Look through the material below and count the lines with the string "versions". Report only the count.

☆ ☆ ☆ ☆ ☆ ☆ ☆

Issue #1310, opened 2026-01-22
Move Controls and Zoom Scrollbar


ceciliazaragoza:
After implementing #1309, the temporary zoom controls of pinching two fingers on the touchpad had to be removed. Implement the move controls with a direction pad and zoom scroll bar like in web-client-classic.

PR #1319, opened 2026-01-29
#1310: Zoom and Move with D-pad

ceciliazaragoza:
- The zoom bar on the graph can be used to zoom between 25% and 200%.
- The d-pad on the graph can be used to move the graph.
- Further work: 
  - Ensure the graph can be moved by dragging the graph background and that the zoom value can be typed in by the user. 
  - Since I am using a simplified way of calculating the zoom value by using a Zoom Percent, ensure that zoom bar starts in the center where the gray vertical line is.
  - Adjust the styling of the d-pad and zoom to be exactly like classic.

### DIFF
--- a/web-client/src/components/Graph.jsx
+++ b/web-client/src/components/Graph.jsx
@@ -105,7 +105,6 @@ export default function Graph() {
 
     const defs = svg.append("defs");
 
-    // Create zoom container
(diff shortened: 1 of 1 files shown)


dondi (approved):
LGTM—a bunch of already-in-`beta` changes were noted, but those were easy to distinguish based on the files involved

Issue #1276, opened 2025-11-13
Demo 3 should not display expression data on nodes


kdahlquist:
The intention behind demo 3 is that it does not display expression data on the nodes (see documentation webpage).  I'm not sure when this changed, but we need to make it do that again.  So demo 3 should default to node coloring turned off.

We don't store the Schade data as one of our options in the expression database because it's not a fully public dataset.  We only had permission to share the expression data for the genes in the demo network.

MilkaZek:
The method discussed during our meeting worked - we eliminated the workbook expression data contents from demoWorkbook3 in demo-workbooks.js, but had to keep the `expression` property as an empty property. [Fixed in PR #13221](https://github.com/dondi/GRNsight/pull/1321)

PR #1321, opened 2026-01-30
Removed workbook expression data and concentration_sigmas for Demo 3 - fixes Issue 1276

MilkaZek:
We removed the expression data and concentration_sigmas for Demo 3 in demo-workbooks.js. When we tried to get rid of the expression object completely, the browser crashed when we tried to load Demo 3, so we kept expression as an empty object. Fixes [Issue #1276](https://github.com/users/dondi/projects/2/views/1?sliceBy%5Bvalue%5D=MilkaZek&pane=issue&itemId=138978664&issue=dondi%7CGRNsight%7C1276)

### DIFF
--- a/server/controllers/demo-workbooks.js
+++ b/server/controllers/demo-workbooks.js
@@ -3035,8 +3035,7 @@ var demoWorkbook3 = function (path, res, app) {
             },
         },
         twoColumnSheets: {},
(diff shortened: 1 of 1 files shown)


dondi (approved):
LGTM

Issue #1314, opened 2026-01-22
Length at which edge straightens in React version


kdahlquist:
I'm looking at the Classic and React versions side by side.  It seems that for vertical edges, in Classic, the edge becomes straight at 5 cm, but in the React version, it straightens at ~4.5 cm.

For the horizontal direction, Classic straightens at ~4.5 cm and React straightens at ~3.5 cm.

For a ~45 degree angle, Classic straightens at 5 cm and React straightens at about 4 cm.

I also noticed that the arrowhead end marker is not rotating properly.  See below:

<img width="940" height="1032" alt="Image" src="https://github.com/user-attachments/assets/28c78e85-e16d-4073-a5b2-b216399cb124" />

PR #1331, opened 2026-02-05
#1314: Length at which edge straightens and repressor orientation

ceciliazaragoza:
- Edges straighten at consistent distance away from node.
- Adjusted logic to calculate intersection with node back to `web-client-classic` logic and no longer using Bernstein Basis polynomials.
- Fixed lingering issue from classic with gap on right side of target node when source node to right of target node. This required moving a `LEFT_ADJUSTMENT` constant that was being added incorrectly to arrowheads.
- Repressor edges switch between vertical and horizontal at the correct position on node.

### DIFF
--- a/web-client/src/components/Graph.jsx
+++ b/web-client/src/components/Graph.jsx
@@ -225,7 +225,7 @@ export default function Graph() {
 
     function dblclick(event, d) {
       d.fx = null;
-      d.fy = null;``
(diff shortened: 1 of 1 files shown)


dondi (approved):
I went ahead and removed the stray template string, so now, LGTM 👌🏽

Issue #1275, opened 2025-11-12
File naming when exporting and always export "network" sheet


kdahlquist:
As per #1174, following @Amelie1253 's suggestion of breaking out the file naming of files Exported to Excel as a separate issue.

kdahlquist:
I closed the previous issue (#1217) because we will use this issue to do a general audit of file-naming.  I think the filenames need to be simplified.  I think originally, they were modeled the names that display in the menu bar when you either load a demo or load from the database.  What is displayed in the menu bar should not change because it is useful information for the user.  However, we don't need that exact phrasing to be part of the exported filename.

Here is the simplified scheme that I propose:
- Begin the filename with either GRN or PPI, depending on whether it is a GRN or PPI.
- followed by an underscore
- followed by how many genes/proteins and edges as in "6-genes_8-edges" or "6-proteins_8-edges"
- follwed by an underscore
- followed by either weighted or unweighted according to the rules above
- followed by an underscore
- followed by the expression data source, only if the user is exporting expression data.  For example, "Dahlquist-2018-data" or "Apweiler-2012-data".  If it is user-uploaded data then it would be "user-data"

Note that we are avoiding all special characters except for underscore and hypen.  No spaces, parentheses, commas, etc.

So here are some examples:
- PPI_25-proteins_30-edges_unweighted
- GRN_15-genes_32-edges_unweighted
- GRN_6-genes_8-edges_weighted
- GRN_7-genes_14-edges_unweighted_Dahlquist-2018-data
- GRN_8-genes_16-edges_weighted_Apweiler-2012-data
- GRN_9-genes_18-edges_unweighted_user-data

These rules should apply whether the file is user-uploaded, loaded from database, or a demo.  So, this is going to de-couple the exported filename from what is displayed in the menu bar.  We are not including the network source info in the export filename.

This also means that when a demo is exported, it's not going to say "Demo #" in the filename, it will just follow the rules above.  

If the demos are exported, and the user does not change the expression data, then those files would be:
- Demo 1: "GRN_15-genes_28-edges_unweighted_Dahlquist-2018-data"
- Demo 2: "GRN_15-genes_28-edges_weighted_Dahlquist-2018-data"
- Demo 3: "GRN_21-genes_31-edges_unweighted"
- Demo 4: "GRN_21-genes_31-edges_weighted_Schade-2004-data"
- Demo5: "PPI_18-proteins_81-edges_unweighted"

[...]

PR #1335, opened 2026-02-06
#1275 New File Naming Scheme Implemented

Amelie1253:


web-client-classic/public/js/upload.js
```diff
@@ -87,23 +87,40 @@ export const upload = function () {
...
+            if (source === "userInput") {
+                source = "user-data";
+            }
+        }
+        if (mode !== "grn") {
+            mode = "PPI";
+        }
+        if (mode != null && genes != null && edges != null && type != null) {
+            filename =
+                mode.toUpperCase() + "_" + genes + "-genes" + "_" + edges + "-edges" + "_" + type;
```
dondi: Template strings are pretty well-established now, and these are generally more readable than string concatenation. Compare the two versions:

```suggestion
                `${mode.toUpperCase()}_${genes}-genes_${edges}-edges_${type}`;
```

web-client-classic/public/js/upload.js
```diff
@@ -87,23 +87,40 @@ export const upload = function () {
...
         }
 
+        if (source) {
+            filename += "_" + source;
```
dondi: Two possibilities for this one:

```suggestion
            filename += `_${source}`;
```

…or…

```suggestion
            filename = `${filename}_${source}`;
```

Maybe you can look at this as a pair and discuss the differences in clarity/readability, then make a choice. More eyes/opinions can help sometimes!

web-client-classic/public/js/upload.js
```diff
@@ -87,23 +87,38 @@ export const upload = function () {
...
         var filename = $("#fileName").text();
+
         var currentExtension = filename.match(/\.[^\.]+$/);
         if (currentExtension && currentExtension.length) {
             filename = filename.substr(0, filename.length - currentExtension[0].length);
         }
-        if (suffix) {
-            filename = filename + "_" + suffix;
+        if (Object.keys(grnState.workbook.expression).length > 0) {
+            var source = $("input[name=expressionSource]:checked")[0].value;
```
dondi: Just realized this on this reading: the `source` variable is being defined _inside_ the `if` clause. i.e., When the condition is `false`, the `source` variable technically is never defined

This works OK in JavaScript because of its specific behavior of “hoisting” variables, but in general isn’t something that all languages do. As such, where possible, I prefer not to write code with this kind of dependency on a very specific language feature

Can you think of a why to revise this code so that `source` is defined at the level of the function instead of inside the `if` clause? It will make the code look more consistent with how it might be written in other languages that don’t do hoisting

web-client-classic/public/js/upload.js
```diff
@@ -87,23 +87,38 @@ export const upload = function () {
...
         }
-
-        return filename + "." + extension;
+        if (mode !== "grn") {
+            mode = "PPI";
+        }
+        if (mode !== null && genes !== null && edges !== null && type !== null) {
+            filename = `${mode.toUpperCase()}_${genes}-genes_${edges}-edges_${type}`;
+        }
+        if (source) {
```
dondi: So to some readers, this reference to `source` will stick out because `source` is declared in a block that technically this line can’t “see.” Again, JavaScript specifically behaves in a way that this is OK, but that isn’t how other languages operate. For example, Java wouldn’t like this structure (to name an example)

dondi (commented):
Almost there! There’s just one note remaining and it’s a bit of a JavaScript deep cut that illustrates how sometimes, just because a language permits something doesn’t mean it should be leveraged (because it actually wouldn’t be OK in other languages). Hoisting is an example of this and ideally we can rewrite this portion in a way that lines up with other languages better

dondi (approved):
Thanks for the quick update! LGTM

☆ ☆ ☆ ☆ ☆ ☆ ☆

◆ Result of the task: 2